Work required:
With nothing omitted, transcribe the entries exactly as written.

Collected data
========================================

Issue #11159, opened 2021-09-27
ca: Support separate Vault providers per DC


dnephin:
Currently the [Connect CA](https://www.consul.io/docs/connect/ca) requires that when the [Vault provider](https://www.consul.io/docs/connect/ca/vault) is used, all Consul DCs must either:
* point at the same Vault cluster
* use [Vault replication](https://www.vaultproject.io/docs/enterprise/replication) to mirror the certificate at `root_pki_path` to all clusters, or
* must manually copy the root cert to all clusters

========================================

Result of the task:
Issue #11159, opened 2021-09-27
ca: Support separate Vault providers per DC


dnephin:
Currently the [Connect CA](https://www.consul.io/docs/connect/ca) requires that when the [Vault provider](https://www.consul.io/docs/connect/ca/vault) is used, all Consul DCs must either:
* point at the same Vault cluster
* use [Vault replication](https://www.vaultproject.io/docs/enterprise/replication) to mirror the certificate at `root_pki_path` to all clusters, or
* must manually copy the root cert to all clusters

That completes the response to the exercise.